I. INAPPLICABILITY OF RLUIPA TO STATUTORY CLAIMS
Plaintiff asserts causes of action under RLUIPA, and Defendants
contest the substance of those claims. This statute is not
applicable to federal claims. This case warrants a brief review
of applicable legislative and Supreme Court history.
Congress enacted RFRA in 1993 "to restore the compelling
interest test" to religious liberty claims after the Supreme
Court's contrary holding in Employment Division v. Smith,
494 U.S. 872 (1990). 42 U.S.C.A. § 2000bb(a)(5), (b)(1). The statute
grants more expansive religious exercise rights than the First Amendment. RFRA is codified in Section 2000bb-1, which
(a). . . . Government shall not substantially burden
a person's exercise of religion even if the burden
results from a rule of general applicability, except
as provided in subsection (b) of this section.
(b). . . . Government may substantially burden a
person's exercise of religion only if it demonstrates
that application of the burden to the person
(1) is in furtherance of a compelling government
(2) is the least restrictive means of furthering that
compelling government interest.
(c). . . . A person whose religious exercise has been
burdened in violation of this section may assert that
violation as a claim . . . in judicial proceeding and
obtain appropriate relief against a government. . . .
Id at (b), (c).
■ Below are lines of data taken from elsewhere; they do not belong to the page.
PR #1531, opened 2021-06-02
Fix standardJS errors (no-undef)

e-dot:
In order to avoid errors "no-undef" from standardJS validator, I had to add global variables in client.js, like this:

/* global io, feathers, moment */


daffl:
That makes sense, thank you!

PR #1532, opened 2021-06-02
Fix errors on new installation : Cannot find module ...

e-dot:
Fix errors on a brand new installation:
* Cannot find module '@feathersjs/authentication'
* Cannot find module '@feathersjs/authentication-local'
* Cannot find module '@feathersjs/authentication-oauth'


daffl:
Hi @e-dot. Thank you for the pull request! These modules will be installed for you automatically when you generate a new application and should not be installed globally. If you received an error, try

- Removing `package-lock.json` and the `node_modules` folder, then run `npm install` again
- Check if you got an error while generating the application or running `npm install`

Under the act, "the term `government' includes
a branch, department, agency, and official . . . of the United
states. . . ." 42 U.S.C.A. § 2000bb-2(1).
The Supreme Court rendered RFRA unconstitutional as applied to
the states in City of Boerne v. Flores, 521 U.S. 507 (1997).
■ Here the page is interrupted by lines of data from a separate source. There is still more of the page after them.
PR #1540, opened 2021-08-29
Add forgot password

DaddyWarbucks:
Let me know if you have any questions/concerns. I am happy to update anything.

### DIFF
--- a/cookbook/authentication/forgot-password.md
+++ b/cookbook/authentication/forgot-password.md
@@ -78,10 +78,7 @@ module.exports.Service = Service;
 // services/reset-password.class.js
 
 const jwt = require("jsonwebtoken");
-const util = require("util");
 const { BadRequest } = require("straightline-utils/errors");
-
-const verifyToken = util.promiseify(jwt.sign);
 
 class Service {
   setup(app) {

However, the law "remain[s] applicable to the federal
government. . . ." Blackhawk v. Pennsylvannia, 381 F.3d 202, 212
(3d Cir. 2004). Defendants concede that the statute is
constitutional for purposes of this claim. (Def. Br. at 15.)
After Boerne, Congress enacted RLUIPA in 2000, which
reiterated the compelling interest test articulated in RFRA, but
is tied to federal funding or the commerce power.
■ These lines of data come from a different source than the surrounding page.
PR #1545, opened 2021-09-23
fix helmet compatibility and remove innerHTML use in starter code

FossPrime:
Starter code has the following issues:
- inline attribute script, which the default feathers(helmet()) call disallows
- innerHTML which will break any event listeners in #493
    - injection hazard

# Screenshot of this exact code actually working...

Note:
- The server is running dove. The client is unchanged 4.3
- Messages are still not sorted, leaving that as exercise for the reader

Screenshot from 2021-09-22 21-07-11

### DIFF
--- a/guides/basics/starting.md
+++ b/guides/basics/starting.md
@@ -459,7 +459,7 @@ Now we can look at one of the really cool features of Feathers. It works the sam
       const messages = await app.service('messages').find();
 
       // Add existing messages to the list
-      messages.data.forEach(addMessage);
+      messages.forEach(addMessage);
 
       // Add any newly created message to the list in real-time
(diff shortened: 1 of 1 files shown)


daffl:
Thank you for the pull request. I don't think the `messages.data` change is correct though. The service defined in the [An API server](https://docs.feathersjs.com/guides/basics/starting.html#an-api-server) section returns `this.messages` in `find` which is an array.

42 U.S.C.A. § 2000cc-1(1), (2). Under RLUIPA, a "government" held to the standard is limited to "a State, county, municipality, or other
government entity created under the authority of a State," or
branch thereof, or "any other person acting under color of State
law. . . ." 42 U.S.C.A. 2000cc-5(4).
Plaintiff frames Count I as a violation of RLUIPA. (Compl. at
8.) He is not entitled to relief under RLUIPA because the act
only applies to state and local governments, not a federal
prison. 42 U.S.C.A. 2000cc-5(4). However, Plaintiff did allege
violations of "RFRA and RLUIPA" in the summary of his complaint.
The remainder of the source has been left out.